January 26: A patient in Pennsylvania contracts the virus.
January 31: Travel restrictions prohibit non-U.S. citizens, other than the immediate family of U.S. citizens and permanent residents who had traveled to China within the previous two weeks, from entering the United States. Americans returning from China are allowed into the country, but they face screening at select ports of entry and are required to undertake 14 days of self-screening. Those returning from Hubei province, the center of the outbreak, are subject to up to 14 days of mandatory quarantine.
Note: This was not a total travel ban between the U.S. and China.

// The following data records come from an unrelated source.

PR #25, opened 2024-06-07
Fix panic on errors.As()

Otterverse:
Quick fix for a panic I hit during some manual testing. Don't think it's critical enough to warrant its own release, but didn't want to lose/forget the fix.

Also, tweaked the makefile so it won't accidentally tag binaries with stable versions when uncommitted changes are present.

### DIFF
--- a/Makefile
+++ b/Makefile
@@ -6,8 +6,10 @@ else ifeq ($(GOARCH),arm64)
 LINUX_ARCH = aarch64
 endif
 
-GIT_REVISION = $(shell git rev-parse HEAD | tr -d '\n')
-TAG_VERSION ?= $(shell git tag --points-at | sort -Vr | head -n1 | cut -c2-)
+ifeq ($(shell git status -s),)
+	TAG_VERSION ?= $(shell git tag --points-at | sort -Vr | head -n1 | cut -c2-)
+	GIT_REVISION = $(shell git rev-parse HEAD | tr -d '\n')
+endif
 ifeq ($(TAG_VERSION),)
 PATH_VERSION = custom
 else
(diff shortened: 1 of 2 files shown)


Makefile
```diff
@@ -6,8 +6,10 @@ else ifeq ($(GOARCH),arm64)
 LINUX_ARCH = aarch64
 endif
 
-GIT_REVISION = $(shell git rev-parse HEAD | tr -d '\n')
-TAG_VERSION ?= $(shell git tag --points-at | sort -Vr | head -n1 | cut -c2-)
+ifeq ($(shell git status -s),)
+	TAG_VERSION ?= $(shell git tag --points-at | sort -Vr | head -n1 | cut -c2-)
```
abe-winter, line 10: there is also a `git describe --tags` command which creates a tag/sha/dirty-aware version string

may or may not be useful for your purposes

abe-winter (approved):
I don't understand why the old way would panic, but lgtm if it works for you

Otterverse:
> I don't understand why the old way would panic, but lgtm if it works for you

For posterity: `errors.As panics if target is not a non-nil pointer to either a type that implements error, or to any interface type.` For the ExitError type, the Error() is implemented on a pointer, so this ends up needing to be a pointer to a pointer.

This was what pointed me (heh) to that solution: https://github.com/golang/go/issues/51120#issuecomment-1034231219

Makefile
Otterverse: Good to know, but it seems to just point to the last commit then, which means uncommitted changes still get the identical tag to the latest commit, so not _quite_ useful for this case at the moment.

PR #26, opened 2024-06-10
APP-5248 use NetAppender in agent

abe-winter:
## Checklist
- [x] wait for https://github.com/viamrobotics/rdk/pull/4091
- [x] make sure viam-agent non datestamped logs are still going to stdout
## What changed
- replace golog + zap with rdk/logging everywhere
- do NetAppender startup in Manager.dial
- `globalNetAppender` for MatchingLogger + subsystem log parse / upload
## Why
Make agent logs visible in webapp.
## Reviewer questions
- ~I checked that this doesn't double-log, but why doesn't it? the matching logger? I thought that rdk logs showed up in journalctl. is that via subprocess inheriting stderr, not via the logger?~ -> I get it now
## Follow-up changes
- add netappender delayed start [APP-5330](https://viam.atlassian.net/browse/APP-5330) which will let us undo the uglier changes here
- When the device is offline, `NetAppender.Close` takes a long time (10 second timeout). Agent + RDK are both doing this, so offline shutoff now takes 20+ seconds. Ticketed [RSDK-7866](https://viam.atlassian.net/browse/RSDK-7866)
- should cloud logging be configurable? (i.e. turn it off). where?
- rate limiting

[RSDK-7866]: https://viam.atlassian.net/browse/RSDK-7866?atlOrigin=eyJpIjoiNWRkNTljNzYxNjVmNDY3MDlhMDU5Y2ZhYzA5YTRkZjUiLCJwIjoiZ2l0aHViLWNvbS1KU1cifQ

[APP-5330]: https://viam.atlassian.net/browse/APP-5330?atlOrigin=eyJpIjoiNWRkNTljNzYxNjVmNDY3MDlhMDU5Y2ZhYzA5YTRkZjUiLCJwIjoiZ2l0aHViLWNvbS1KU1cifQ


cmd/viam-agent/main.go
```diff
@@ -164,6 +164,16 @@ func main() {
 		}
 	}
 
+	netAppender, err := manager.NetAppender(ctx)
```
Otterverse, line 167: This likely needs to be after the "fast start" section just below. Fast start is supposed to work entirely offline and as quickly as possible (specifically for tennibot) and this leads to dialing (and timeouts) vastly slowing that offline behavior I believe.

Might be best for this to live within the dial() function? E.g. it'll set up the network appender whenever anything first dials, regardless of source.

manager.go
```diff
@@ -95,6 +95,25 @@ func (m *Manager) LoadConfig(cfgPath string) error {
...
+	}
+	return logging.NewNetAppender(
+		&logging.CloudConfig{
+			AppAddress: m.cloudAddr,
+			ID:         m.partID,
+			Secret:     m.cloudSecret,
+		},
+		m.conn,
+	)
+}
```
Otterverse, line 115: As noted in the other comment, I think this could be rolled into dial() to remove some repitition here. E.g. the chance for valid cloud configs is already done by LoadConfig(), so no need to duplicate that again here (once it's in an internal function that can't get called out of order.)

subsystems/viamserver/viamserver.go
```diff
@@ -267,9 +267,9 @@ func (s *viamServer) Update(ctx context.Context, cfg *pb.DeviceSubsystemConfig,
 	return false, nil
 }
 
-func NewSubsystem(ctx context.Context, logger *zap.SugaredLogger, updateConf *pb.DeviceSubsystemConfig) (subsystems.Subsystem, error) {
+func NewSubsystem(ctx context.Context, logger logging.Logger, updateConf *pb.DeviceSubsystemConfig) (subsystems.Subsystem, error) {
 	setFastStart(updateConf)
-	return agent.NewAgentSubsystem(ctx, SubsysName, logger, &viamServer{logger: logger.Named(SubsysName)})
+	return agent.NewAgentSubsystem(ctx, SubsysName, logger, &viamServer{logger: logger.Sublogger(SubsysName)})
```
Otterverse, line 272: How does the output of something with "Sublogger()" differ from the original Named() call?

Otterverse (changes requested):
Looking good over all, and glad this is turning out to be mostly straight forward so far. I've put one main request inline (move some stuff into dial() so it simplifes and works with fast_start), but also wanted to address your question:

> I checked that this doesn't double-log, but why doesn't it? the matching logger? I thought that rdk logs showed up in journalctl. is that via subprocess inheriting stderr, not via the logger?

Look at the logger.Write() (logging.go:60). Two things here. First, matches can be marked as "masking" meaning the output ONLY goes to the match channel, and is hidden from normal logging (this is currently only used for health checks.)

The second bit is that it looks for a specific timestamp format coming in. If it's already a "log" line with a specific timestamp format in it, then it just writes directly to stdout/stderr, instead of the logger. (And actually, if something doesn't have a timestamp, it logs it with a warning about it being "unstructured output") The intent was to avoid double-timestamps on logger-formatted lines coming from subsystems, but this will need to be reworked somehow to make sure these ARE now passed into the regular logger, in order to make it to the cloud, but we don't want to "nest" them with double-timestamps. I'm not sure if the best solution is to somehow parse and forward the original (more accurate) timestamp, or to just strip it all and re-log the original message, while letting the new logger timestamp as it sees fit. I expect milliseconds of difference at most in normal cases, but haven't fully thought through if there are edge cases.

subsystems/viamserver/viamserver.go
abe-winter: it's dotted, so it will be `viam-agent.viam-server`

`.Named()` produces a zap logger which I think has a copy not a reference; if you call this line first, then do AddAppender later, the appender doesn't show up on the zap logger from `.Named()`

cmd/viam-agent/main.go
abe-winter: felt initially weird to put it in dial, then realized it *has* to be dial because we don't know when we will come online

done in ec27bc3

should I do anything to protect against a second netappender getting added on reconnect? I think this doesn't happen now, but could see it accidentally happening if we refactor in the future

(for example, do `SetNetAppender` instead of `AddNetAppender`)

manager.go
```diff
@@ -95,6 +96,35 @@ func (m *Manager) LoadConfig(cfgPath string) error {
...
+	}
+	if m.cloudAddr == "" || m.partID == "" || m.cloudSecret == "" {
+		return ErrMissingCloudCreds
+	}
+	netAppender, err := logging.NewNetAppender(
+		&logging.CloudConfig{
+			AppAddress: m.cloudAddr,
+			ID:         m.partID,
+			Secret:     m.cloudSecret,
+		},
```
Otterverse, line 117: Probably harmless (and/or good practice), but normally this should never be used, as we're passing a connection directly, right? I'm a little uncertain if we DO pass creds here, if/when it might use them and re-dial its own separate connection. Do we want that? (Genuinely asking!)

manager.go
```diff
@@ -95,6 +96,35 @@ func (m *Manager) LoadConfig(cfgPath string) error {
 	return nil
 }
 
+var ErrMissingCloudCreds = errors.New("can't create NetAppender without cloud creds")
```
Otterverse, line 99: I'm not sure why this error is special (and gets a variable) when the other two similar checks below just directly `return errors.New(...)`

manager.go
```diff
@@ -376,12 +409,17 @@ func (m *Manager) dial(ctx context.Context) error {
...
+	conn, err := rpc.DialDirectGRPC(ctx, u.Host, m.logger.AsZap(), dialOpts...)
 	if err != nil {
 		return err
 	}
 	m.conn = conn
 	m.client = pb.NewAgentDeviceServiceClient(m.conn)
+
+	// todo: ideally we would create the NetAppender ASAP (so logs are captured) and only *connect* it here.
+	if err := m.attachNetAppender(); err != nil {
+		m.logger.Errorw("error attaching NetAppender", "err", err)
```
Otterverse, line 421: It feels like this should be returning the error here, not just logging it. What's the scenario you're expecting where this is non-fatal? From looking at the code, I think the ONLY possible error this could ever log would be if if it failed to get the hostname (from the os.Hostname() call inside NewNetAppender()) which I'd consider a pretty critical failure. All the others are impossible to hit per my above comment.

manager.go
```diff
@@ -376,12 +409,17 @@ func (m *Manager) dial(ctx context.Context) error {
...
 
-	conn, err := rpc.DialDirectGRPC(ctx, u.Host, m.logger, dialOpts...)
+	conn, err := rpc.DialDirectGRPC(ctx, u.Host, m.logger.AsZap(), dialOpts...)
 	if err != nil {
 		return err
 	}
 	m.conn = conn
 	m.client = pb.NewAgentDeviceServiceClient(m.conn)
+
+	// todo: ideally we would create the NetAppender ASAP (so logs are captured) and only *connect* it here.
```
Otterverse, line 419: Is this something you're working on for this PR? If not, we (and I include myself here) should get in the habit of making all long term TODOs into jira tickets and linking them. E.g. `TODO(RSDK-9999): blah blah blah`

subsystems/viamserver/viamserver.go
Otterverse: That's fine, was just curious what the difference was.

manager.go
```diff
@@ -95,6 +96,35 @@ func (m *Manager) LoadConfig(cfgPath string) error {
...
+func (m *Manager) attachNetAppender() error {
+	if m.conn == nil {
+		return errors.New("NetAppender requires non-null conn")
+	}
+	if m.netAppender != nil {
+		return errors.New("Manager already has non-nil netAppender")
+	}
+	if m.cloudAddr == "" || m.partID == "" || m.cloudSecret == "" {
+		return ErrMissingCloudCreds
+	}
```
Otterverse, line 111: Does this need to be a separate function? When I suggested adding this to dial, I meant to simplify things. At the point this is called (bottom of dial()), all these error checks are impossible to hit, as dial() would've already returned an error.

Otterverse (changes requested):
So some nits inline, and maybe a little bit of confusion about intent when I mentioned putting things in dial().

Big issue is that the (network) logging from subsystems still hasn't been dealt with. Or am I wrong and that's somehow working as intended?

manager.go
abe-winter: this is an unattended device -- if it can possibly start up, it should

os.hostname could fail if procfs is unreadable https://cs.opensource.google/go/go/+/refs/tags/go1.22.4:src/os/sys_linux.go;l=40

(or the implementation of netappender could change such that it returns errors in more cases)

manager.go
abe-winter: done 5312398

manager.go
abe-winter: removed in 5312398

I think I was planning to detect this + fail differently? but not sure, removed

abe-winter:
screenshot of subsystem logs flowing through

Screenshot 2024-06-12 at 10-23-00 my-laptop - Viam

logger.go
```diff
@@ -96,3 +112,72 @@ func (l *MatchingLogger) Write(p []byte) (int, error) {
 
 	return len(p), nil
 }
+
+// parsedLog is a lightweight log structure we parse from subsystem logs.
+// Another approach for capturing logs from subsystems is to pass around
+// LogEntry or opentelemetry structs.
```
Otterverse, line 118: Ugh, this feels so... "wrong" to have to do it this way. Sorry, not saying you did it wrong, just, there should be a cleaner way in our logging system to handle this. A zap-style log line parser just doesn't feel like it should be living directly in the agent code. Also shouldn't be having to manually write to netappender either.

Do you think some of this would be better in the logging package itself? (Along with adding a Write(zapcore.Entry) function?)

logger.go
```diff
@@ -96,3 +112,72 @@ func (l *MatchingLogger) Write(p []byte) (int, error) {
...
+// stripAnsiColorCodes removes color codes from a string so we can use it internally.
+func stripAnsiColorCodes(raw []byte) []byte {
+	return colorCodeRegexp.ReplaceAll(raw, nil)
+}
+
+// entry converts a parsedLog to a zapcore.Entry which can be NetAppender'd.
+func (p parsedLog) entry() zapcore.Entry {
+	level, ok := levels[string(p.level)]
+	if !ok {
+		level = zapcore.DebugLevel
```
Otterverse, line 152: An unknown level means the parsing has gone wrong, doesn't it? Feels like that should be Warn or higher to me so it's not masked.

logger.go
```diff
@@ -96,3 +112,72 @@ func (l *MatchingLogger) Write(p []byte) (int, error) {
...
+
+// getIndexOrNil returns the element at `index` of `arr`, or nil if out of range.
+func getIndexOrNil[T any](arr [][]T, index int) []T {
+	if index < len(arr) {
+		return arr[index]
+	}
+	return nil
+}
+
+func parseLog(line []byte) *parsedLog {
```
Otterverse, line 174: I feel this needs to return an error instead of using the getIndexOrNil() stuff. If we can't parse the line, I think it's important to consider that an error and write the WHOLE line to the log. That is, revert to the "Unstructured Log Output" behavior that previously existed.) Otherwise, a parsing failure means we could lose critical information when it's likely the most critical to know it (e.g. something unexpected is happening.)

Otterverse (changes requested):
Mostly questions, and a couple (opinionated) nits from me. (I'm not a fan of mutable globals :-) )

Main concern is that this still isn't logging early output from viam-server, which means we can't catch failures there, and similarly, log line parsing failures mean potentially losing information too.

Some open questions as well. Feel free to poke me on slack to discuss.

logger.go
abe-winter: yeah agree re kludge

it's not a completely new problem; would imagine stackdriver, splunk, fluentd et al have to deal with this at some point as aggregators. wonder if there are are standard tools for this task

no preference about where it lives. if you want to move it can that be a fast-follow rather than a blocker?

Otterverse: I feel it needs more thought, but its more important to get this out... so yeah, doesn't have to be a blocker on this PR.

logger.go
```diff
@@ -79,8 +90,13 @@ func (l *MatchingLogger) Write(p []byte) (int, error) {
 	}
 
 	// filter out already-timestamped logging from stdout
-	dateRegex := regexp.MustCompile(`^[0-9]{4}-[0-9]{2}-[0-9]{2}T`)
 	if dateRegex.Match(p) {
+		// TODO(RSDK-7895): these lines are sometimes multi-line.
+		if l.upload {
+			if parsed := parseLog(p); parsed.valid() && globalNetAppender != nil {
+				globalNetAppender.Write(parsed.entry(), nil) //nolint:errcheck,gosec
```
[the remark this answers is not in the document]
abe-winter: was concerned that if I logged the error, it would end up in the same function and hang forever on the lock at L87 above

options:
- create a non-netappender logger for this kind of error? it wouldn't be logged to network, but it would end up in journalctl
- delayed call in goroutine with some kind of recursion limit so it won't get into 'an error logging an error' situations

logger.go
```diff
@@ -1,33 +1,44 @@
...
 	"github.com/pkg/errors"
-	"go.uber.org/zap"
+	"go.uber.org/zap/zapcore"
+	"go.viam.com/rdk/logging"
 )
 
+var dateRegex = regexp.MustCompile(`^[0-9]{4}-[0-9]{2}-[0-9]{2}T`)
+
+// globalNetAppender receives matching logger writes if non-nil.
+var globalNetAppender *logging.NetAppender
```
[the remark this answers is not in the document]
abe-winter: oh you're right this is potentially way simpler than I'm making it

didn't realize the l.logger here was the globalLogger passed down from Manager

rdk logger does the appender stuff itself, so Core().Write() isn't an option, but we could make the `Logger.log(*LogEntry)` method public and get the behavior we need

https://github.com/viamrobotics/rdk/blob/main/logging/impl.go#L157-L165

if we do this, I'd have to replace the `if dateMatched { os.Stdout.Write(p) }` behavior above with the parseLog().entry() stuff -- are you okay with that?

logger.go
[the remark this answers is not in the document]
abe-winter: done in 5c81cbf6

logger.go
```diff
@@ -96,3 +112,72 @@ func (l *MatchingLogger) Write(p []byte) (int, error) {
...
+	"DEBUG":  zapcore.DebugLevel,
+	"INFO":   zapcore.InfoLevel,
+	"WARN":   zapcore.WarnLevel,
+	"ERROR":  zapcore.ErrorLevel,
+	"DPANIC": zapcore.DPanicLevel,
+	"PANIC":  zapcore.PanicLevel,
+	"FATAL":  zapcore.FatalLevel,
+}
+
+var colorCodeRegexp = regexp.MustCompile(`\x1b\[\d+m`)
```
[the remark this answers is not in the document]
abe-winter: done in bc17cb78

subsystems/viamserver/viamserver.go
```diff
@@ -77,8 +77,8 @@ func (s *viamServer) Start(ctx context.Context) error {
 		s.shouldRun = true
 	}
 
-	stdio := agent.NewMatchingLogger(s.logger, false)
-	stderr := agent.NewMatchingLogger(s.logger, true)
+	stdio := agent.NewMatchingLogger(s.logger, false, false)
+	stderr := agent.NewMatchingLogger(s.logger, true, false)
```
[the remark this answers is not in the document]
abe-winter: done in 1190ea58 but if we get the logger.Core().Write() stuff above working, this will change again, so don't look until we've made a design decision

note that if those early logs happen in the pre-online section, they will get missed anyway

logger.go
abe-winter: done in 1cf86b7d

logger.go
abe-winter: done in eb094112 + added tests to make sure the parser fallback behaves as expected

abe-winter:
not waiting on you -- was in a holding pattern until we decided what to do
about Logger.Write PR, now rehabbing

manager.go
abe-winter: if we get to this part of the function, `m.client` is non-nil and a reattempt would short-circuit anyway (in the `m.client != nil` guard above)

I think this gets easier once we do NetAppender delayed start in https://viam.atlassian.net/browse/APP-5330 -- okay to keep as-is for now, then improve when the NetAppender change is done?

abe-winter:
okay I think this now has all desired log types (see screenshot):
1. agent's own logs
2. subsystem logs
3. viam logs appear + are not doubled
4. unstructured errors

this is kind of ugly -- Logger.Write didn't fully solve the problem we wanted it too. I opened a ticket [APP-5330](https://viam.atlassian.net/browse/APP-5330) to add 'delayed start' functionality, which should allow us to go back to the old way + simplify a lot of this

logging screenshot

logger.go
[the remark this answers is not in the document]
Otterverse: Okay, after discussion, fine with this as long as APP-5330 is considered priority (for agent) before whatever next (significant) change we do here.

manager.go
Otterverse: Yeah, again, as long as it's done before we do OTHER new projects in agent (though no rush until then), I'm fine with that (and agree it'll be easier/cleaner.) I just don't want to let tech debt pile up.

abe-winter:
retested after cleanup in 667a0c7. confirmed output still has:
- both types of subsystem: subsystem.go + viamserver.go
- subsystem subprocess
- non-doubled viam-server logs
- unstructured output

log:
```log
6/24/2024, 2:43:58 PM info viam-agent agent/subsystem.go:483 agent-syscfg started
6/24/2024, 2:43:58 PM info agent-syscfg viam-agent-syscfg/main.go:77 agent-syscfg startup complete
6/24/2024, 2:43:53 PM info robot_server impl/local_robot.go:1230 Robot (re)configured
6/24/2024, 2:43:53 PM error viam-agent unstructured output: ALSA lib pulse.c:242:(pulse_connect) PulseAudio: Unable to connect: Connection refused
6/24/2024, 2:43:50 PM info viam-agent viamserver/viamserver.go:76 Starting viam-server 
```

subsystems/viamserver/viamserver.go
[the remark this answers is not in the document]
Otterverse: So this now has the opposite problem. It no longer LOCALLY logs viam-server output at all. I just tested this with a quick build on my own pi.

Local logging needs to always happen (as it'd never be duplicated.) It's only the CLOUD logging where we need to log early startup of viam-server (in case it fails), then stop once it's online and doing its own cloud logging.

logger.go
```diff
@@ -75,24 +99,115 @@ func (l *MatchingLogger) Write(p []byte) (int, error) {
...
+		err := globalNetAppender.Write(entry.Entry, nil)
+		if err != nil {
+			fmt.Printf("error writing to NetAppender %s", err) //nolint:forbidigo
+		}
+	} else if l.uploadAll {
+		// in this case, date matching succeeded and we think this is a parseable log message.
+		// we check uploadAll because some subprocesses have their own netlogger which will
+		// upload structured logs. (But won't upload unmatched logs).
+		entry := parseLog(p).entry()
+		l.logger.Write(&logging.LogEntry{Entry: entry})
```
Otterverse, line 125: This needs to ALWAYS happen, not just when uploadAll is set. The logger is writing the local log too, and that local log needs to always be written.

Otterverse (changes requested):
After discussions, I'm okay with postponing some of the "correctness" things until the rdk logger is improved to allow delays and stuff.

The only remaining blocker IMHO is that viam-server logs are NEVER written locally now. These need to always be logged locally.

manager.go
abe-winter: yup agree, bumped 5330 to high and will submit a netappender PR sometime this week

Otterverse (changes requested):
Cool, global is gone, and what your'e doing it cleaner. Two small comment things inline, but the one block is a nil pointer panic.

manager.go
```diff
@@ -231,6 +259,8 @@ func (m *Manager) CloseAll() {
 	m.connMu.Lock()
 	defer m.connMu.Unlock()
 
+	m.netAppender.Close()
```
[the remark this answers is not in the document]
abe-winter: thanks for catch -- ran into this while removing netappender and did not think about close case

zooming out, would be good to have 'can it start and stop cleanly without network connection' as a CI test case

this is done in 21379349

tested that it can close with wifi disconnected: netappender takes like 20 seconds to fully exit (that's ticketed [here](https://viam.atlassian.net/browse/RSDK-7866)), but no crash
```
2024-06-24T20:19:46.828Z	INFO	netlogger	logging/net_appender.go:233	error logging to network: rpc error: code = DeadlineExceeded desc = context deadline exceeded
2024-06-24T20:19:56.834Z	INFO	netlogger	logging/net_appender.go:233	error logging to network: rpc error: code = DeadlineExceeded desc = context deadline exceeded
2024-06-24T20:20:01.838Z	INFO	netlogger	logging/net_appender.go:233	error logging to network: rpc error: code = DeadlineExceeded desc = context deadline exceeded
```

logger.go
```diff
@@ -1,33 +1,54 @@
...
 
-// MatchingLogger provides a zap logger that also allows sending regex matched lines to a channel.
+// MatchingLogger provides a logger that also allows sending regex matched lines to a channel.
 type MatchingLogger struct {
 	mu           sync.RWMutex
-	logger       *zap.SugaredLogger
+	logger       logging.Logger
 	matchers     map[string]matcher
 	defaultError bool
+	// if uploadAll is false, only send unstructured log lines to globalNetAppender.
```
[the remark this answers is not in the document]
abe-winter: edited in 21379349

manager.go
```diff
@@ -95,6 +96,33 @@ func (m *Manager) LoadConfig(cfgPath string) error {
...
 }
 
+// create and attach a NetAppender.
+func (m *Manager) attachNetAppender() error {
+	if m.conn == nil {
+		return errors.New("NetAppender requires non-null conn")
+	}
+	if m.netAppender != nil {
+		return errors.New("Manager already has non-nil netAppender")
+	}
```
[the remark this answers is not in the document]
abe-winter: done in 21379349

Otterverse (approved):
LGTM! Sorry this turned into such a large amount of back and forth!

The New York Times, April 4, 2020, 430,000 People Have Traveled From China to U.S. Since Coronavirus Surfaced, by Steve Eder, Henry Fountain, Michael H. Keller, Muyi Xiao, and Alexandra Stevenson,
There were 1,300 direct flights to 17 cities before President Trump's travel restrictions. Since then, nearly 40,000 Americans and other authorized travelers have made the trip, some this past week and many with spotty screening.
In interviews, multiple travelers who arrived after the screening was expanded said they received only passing scrutiny, with minimal follow-up.
"I was surprised at how lax the whole process was," said Andrew Wu, 31, who landed at Los Angeles International Airport on a flight from Beijing on March 10. "The guy I spoke to read down a list of questions, and he didn't seem interested in checking out anything."
Mr. Wu, who has had no symptoms and has not become ill, said he was told to stay inside for 14 days when he landed in Los Angeles. He said he received two reminder messages the next day by email and text, but no further follow-up.
Another traveler, Chandler Jurinka, said his experience on Feb. 29 had an even more haphazard feel. He flew from Beijing to Seattle, with stops in Tokyo and Vancouver.
At the Seattle-Tacoma airport, he said, an immigration officer went through his documents and asked questions unrelated to the virus about his job and life in China. At no point did anyone take his temperature, he said.
"He hands me my passport and forms and says, 'Oh, by the way, you haven't been to Wuhan, have you?'" Mr. Jurinka said. "And then he says, 'You don't have a fever, right?'"
Like others, he left the airport with a card that recommended two weeks of self-quarantine and a promise that someone would call to check up on him. He said he never got a call.
March 13: After labeled a global pandemic by the World Health Organization, Trump declares the virus a national emergency. Social-distancing guidelines for the country are outlined. On the same day, more than a little late, travel restrictions from 26 European countries are applied.
ABC News, Kelly McCarthy, April 9, 2020, New York coronavirus outbreak originated in Europe, new study finds.
COVID-19
cases in New York City were found as early as February.
A new study has found evidence that the
first COVID-19 cases in New York City originated in Europe and
occurred as early as February. Researchers found that COVID-19 in New York City
"predominately arose through untracked transmission between the United
States and Europe, with limited evidence supporting direct introductions from
China, where the virus originated, or other locations in Asia".
April 21: Two thousand, eight hundred and four (2804) deaths are recorded in one day in the United States, more than the total number of deaths in Turkey, and 50 percent of the total number of deaths in Germany to that date.